I set about making the blank, then started threading. I made a few false starts trying to thread from inside out, including cutting left hand threads. I finally settled for the slowest back-geared speed, threading in the conventional direction and stopping the lathe before I hit bottom. All I had to go by where the major diameter of the filler neck and the minor diameter of the old cap, and none of it really made any sense. I ended up having to remove the part from the chuck twice to go out and test it, then put it back and pick up the thread again. The threads are less than perfect but more than adequate.




It's little things like this that made me want to learn machine work in the beginning. It's only taken me 40+ years to get here.

I realized that an added advantage to the 80/63 transposing gear is that you can leave it mounted, simply reversing the screw gear and re-positioning the transposing gear on the banjo makes the transition from imperial to metric.


----------



## benmychree (Nov 10, 2019)

Is there a vent to allow air into the tank as it empties?


----------



## MrWhoopee (Nov 10, 2019)

benmychree said:


> Is there a vent to allow air into the tank as it empties?
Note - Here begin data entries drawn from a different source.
PR #528, opened 2020-01-28
Indicate summary changes between feed versions

binh-dam-ibigroup:
### Checklist

- [X] Appropriate branch selected _(all PRs must first be merged to `dev` before they can be merged to `master`)_
- [ ] Any modified or new methods or classes have helpful JSDoc and code is thoroughly commented
- [X] The description lists all applicable issues this PR seeks to resolve
- NA - The description lists any configuration setting(s) that differ from the default settings
- [ ] All tests and CI builds passing

### Description

This fixes #384. With this patch, when a user selects a feed version, increments are shown for counts of validation issues, agencies, routes, stops, trips, stop times compared to the immediate previous version. The user can also compare with other previous versions as well.

image

PR #634, opened 2020-12-08
Feed diffs ltr

landonreed:
Refactors things a bit for #528

### DIFF
--- a/lib/manager/components/version/FeedVersionTabs.js
+++ b/lib/manager/components/version/FeedVersionTabs.js
@@ -2,18 +2,19 @@
 
 import moment from 'moment'
 import React, {Component} from 'react'
-import {Col, Label as BsLabel, ListGroupItem, Row, Tab, Tabs} from 'react-bootstrap'
+import {Col, ListGroupItem, Row, Tab, Tabs} from 'react-bootstrap'
 import numeral from 'numeral'
 
 import {getComponentMessages, isModuleEnabled} from '../../../common/util/config'
+import DeltaStat from './DeltaStat'
 import Patterns from '../reporter/containers/Patterns'
 import Routes from '../reporter/containers/Routes'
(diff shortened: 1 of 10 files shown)


lib/manager/components/version/FeedVersionTabs.js
```diff
@@ -132,6 +146,16 @@ export default class FeedVersionTabs extends Component<Props> {
                 <p style={{marginBottom: '0px'}}>{this.messages('daysActive')}</p>
               </Col>
             </Row>
+            <Row style={{marginTop: '40px'}}>
```
binh-dam-ibigroup, line 149: @landonreed what do you think of the below:
- With the proposed positioning of the selector for the compared version, I still think the best place for the validity date comparator is below the existing valid date heading.
- One alternate layout could be to move the compared version selector inside the top portion of the summary tab, in which case it makes sense to keep the date comparison chart at this location.

binh-dam-ibigroup (commented):
See my comment at https://github.com/ibi-group/datatools-ui/pull/634/files#r550260760. I am otherwise inclined to accept your changes.

lib/manager/components/version/FeedVersionTabs.js
landonreed: My main issue with placing the chart in the valid date heading: when there's a GTFS+ blocking issue, the warning text gets displaced by the chart (see screenshot). Also, I think it makes some sense to place the chart with the other "date oriented" charts (i.e., the histograms showing trips/service hours).

image

Given that the compared version selector does affect elements across the entire page, maybe it makes sense to move it next to the green "Create new version button". There is some other work on the roadmap to move the "Edit feed" to its own box below the page selector (Version summary, validation issues, etc.), so that could work well.

binh-dam-ibigroup (approved):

Yes, the tank and crankcase are connected to some sort of breather. It may not be functioning properly however. After running for 30 minutes or so, I unscrewed the cap and heard hissing (good seal). I'll be looking into it.


----------



## kb58 (Nov 10, 2019)

The funny thing would be if after all that work, it leaked worse...


----------



## MrWhoopee (Nov 10, 2019)

kb58 said:


> The funny thing would be if after all that work, it leaked worse...
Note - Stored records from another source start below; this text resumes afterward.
PR #638, opened 2021-02-02
Add OTP 2 deployment enhancements (OTP 2 checkbox and custom files)

### LINKED ISSUE #519: Remove references to R5
## Observed behavior

Deployment in Data Tools offers an R5 option for a tool no longer used for OTP.

## Expected behavior

Option, and references in code, should be removed.

evansiroky:
### Checklist

### Description

This adds <strike>a checkbox</strike> a dropdown to the DeploymentViewer component so that a user can select whether a jar file is an OTP 2.x jar. 

Also, it is now possible to add custom files to a deployment. These show up beneath the build and router config items.

This works in conjunction with https://github.com/ibi-group/datatools-server/pull/363.

This PR also removes references to r5 (fixes #519)


binh-dam-ibigroup (approved):
I think this is good for the time being.

evansiroky:
Assigning back to myself to make deployments be able to include extra files (otp-config.json and walk-config.json).

evansiroky:
Ready for a review again with custom file support for deployments.

lib/manager/components/DeploymentViewer.js
```diff
@@ -665,3 +748,205 @@ class CustomConfig extends Component<{
...
+              {!customFile.uri && (
+                <HelpBlock>Enter either a HTTP(S) URL or AWS S3 URI</HelpBlock>
+              )}
+            </span>
+          )}
+        </FormGroup>
+      </div>
+    )
+  }
+}
```
landonreed, line 952: I think it's safe to say that this file is getting far too large! Could you please split it up a bit?

binh-dam-ibigroup (changes requested):
Please address removing blank custom file entries that the user does not save, and the X in the OTP version dropdowns.

landonreed (changes requested):
@evansiroky, I have more to look at, but before you do any refactoring on the custom file stuff, I think we need to come up with a more standard interface for setting these files that's shared between build/router config and the custom files. Perhaps I'll suggest some changes in a PR.

landonreed:
Marking as Blocked until #641 is merged.

evansiroky:
I added some more validation checks for custom files.

lib/manager/components/DeploymentViewer.js
```diff
@@ -407,31 +440,35 @@ export default class DeploymentViewer extends Component<Props, State> {
...
-              </Checkbox>
-            }
+              value={deployment.tripPlannerVersion}
+              onChange={this._onUpdateTripPlannerVersion}
+              options={TRIP_PLANNER_VERSIONS}
+            />
+            {isOtp && (
+              <div>
+                OTP jar file
+                <Select
```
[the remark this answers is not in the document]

Yeah, REAL FUNNY! I've spent more time on things that didn't work, it was mostly an excuse to play with my machines. The fact that I pulled it off was just gravy. And it got my head into the metric threading thing again.


----------



## Canuck75 (Nov 20, 2019)

Great to be able to cut your own accurate metric threads. I too made a 63/80 transposing gear set as well as the other gears I needed. Gleaning information from our friends on this site I made a custom chart for my particular gearing setup and the QCGB selections for any required metric thread. I thought it might be of value to you so here it is.


----------



## MrWhoopee (Nov 20, 2019)

I kind of wish it had dawned on me that I already had an 80 tooth gear before I bought one. According to this chart,
I only needed 63, 36 and 32 tooth gears to be able to cut all standard pitches between .2 and 5





			https://i47.photobucket.com/albums/f165/drewlp/metricthreadingchart.jpg
		

(with thanks to Waterlogged on PM)


----------



## SLK001 (Nov 21, 2019)

Canuck75 said:


> ...I made a custom chart for my particular gearing setup and the QCGB selections for any required metric thread. I thought it might be of value to you so here it is.
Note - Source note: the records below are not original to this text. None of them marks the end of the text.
PR #772, opened 2022-03-16
Fix timetable previous stop time checks from checking text columns.

philip-cline:
### Checklist

### Description

Currently, naming a trip ID (or filling any other text field) with a number greater than the start time of the first arrival time produces a validation error in the UI since validation takes place for _all_ columns left of the stop time. This PR adds a condition to only check columns that are not of type 'TEXT'. 

The PR also adds VS code `settings.json` to the `.gitignore` file, which I hope won't be controversial. 

Issue screenshot: 
image

### DIFF
--- a/.gitignore
+++ b/.gitignore
@@ -30,4 +30,4 @@ env.yml-original
 scripts/*client.json
 
 # Vs code settings
-.vscode
+.vscode/
--- a/.gitignore
+++ b/.gitignore
@@ -28,3 +28,6 @@ env.yml-original
 .env
 !configurations/test/env.yml
 scripts/*client.json
+
+# Vs code settings
+.vscode
--- a/lib/editor/selectors/timetable.js
+++ b/lib/editor/selectors/timetable.js
@@ -150,7 +150,7 @@ const isCellValueInvalid = (
       let previousValue = null
       let previousIndex = colIndex - 1
       // Find previous stop time
-      while (previousValue === null && previousIndex >= 0 && columns[previousIndex].type !== 'TEXT') {
+      while (previousValue === null && previousIndex >= 0 && (columns[previousIndex].type === 'ARRIVAL_TIME' || columns[previousIndex].type === 'DEPARTURE_TIME')) {
         const previousCol = columns[previousIndex]
         previousValue = previousCol && row && objectPath.get(row, previousCol.key)
         previousIndex--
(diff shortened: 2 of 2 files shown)


.gitignore
```diff
@@ -28,3 +28,6 @@ env.yml-original
 .env
 !configurations/test/env.yml
 scripts/*client.json
+
+# Vs code settings
+.vscode
```
miles-grant-ibigroup, line 33: Super nit I'd add a trailing slash here to make it clear it's a folder!

miles-grant-ibigroup (approved):
I can't believe this was the fix... well done figuring it out!

.gitignore
philip-cline: Super nit could be a great marvel character, you may want to trademark that

philip-cline: Fixed in https://github.com/ibi-group/datatools-ui/pull/772/commits/da2ba045945c8b64d06d0c3f207b8d38b89759f2

lib/editor/selectors/timetable.js
```diff
@@ -152,7 +150,7 @@ const isCellValueInvalid = (
       let previousValue = null
       let previousIndex = colIndex - 1
       // Find previous stop time
-      while (previousValue === null && previousIndex >= 0) {
+      while (previousValue === null && previousIndex >= 0 && columns[previousIndex].type !== 'TEXT') {
```
binh-dam-ibigroup, line 153: Wondering whether we should check whether the previous column index is the last column index for non-stop-time trip data?

binh-dam-ibigroup (approved):
It would be nice of the validation ignored the first few columns instead, but as written it is fine.

lib/editor/selectors/timetable.js
philip-cline: That's a good idea, I changed the condition to only be if the type is `ARRIVAL_TIME` or `DEPARTURE_TIME` in https://github.com/ibi-group/datatools-ui/pull/772/commits/896ebe0fcff0da1e7ffe91adf90d7915fdd232fe

philip-cline: if you'd prefer I guess we could find the index of the first stop time column and check based on that, but this seems simpler

binh-dam-ibigroup: What you did using `ARRIVAL_TIME` or `DEPARTURE_TIME` is good too!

You should add a column called ACCURACY of the final pitch, like 99.7, 98.6, etc.  This info will be needed for longer screws.


----------



## Janderso (Nov 21, 2019)

MrWhoopee said:


> It's little things like this that made me want to learn machine work in the beginning. It's only taken me 40+ years to get here.


Those words I can relate to.
The fact that you got those 2.5mm threads in the end made it all worth it.
You are a better man than I sir.
I don't think I would have figured it out.
I bought a lathe that cuts metric and imperial. I do miss the old 13" South Bend though.
I enjoyed reading your story.


----------



## MrWhoopee (Dec 7, 2019)

I finally purchased the 32 and 36 tooth gears. Both required modification (smaller bore and keyway). The 36 is done, not pretty but functional. Waiting for a 3/16 hss tool bit so I can broach the 32. I don't have any need at this point, I just wanted to have the complete set.


----------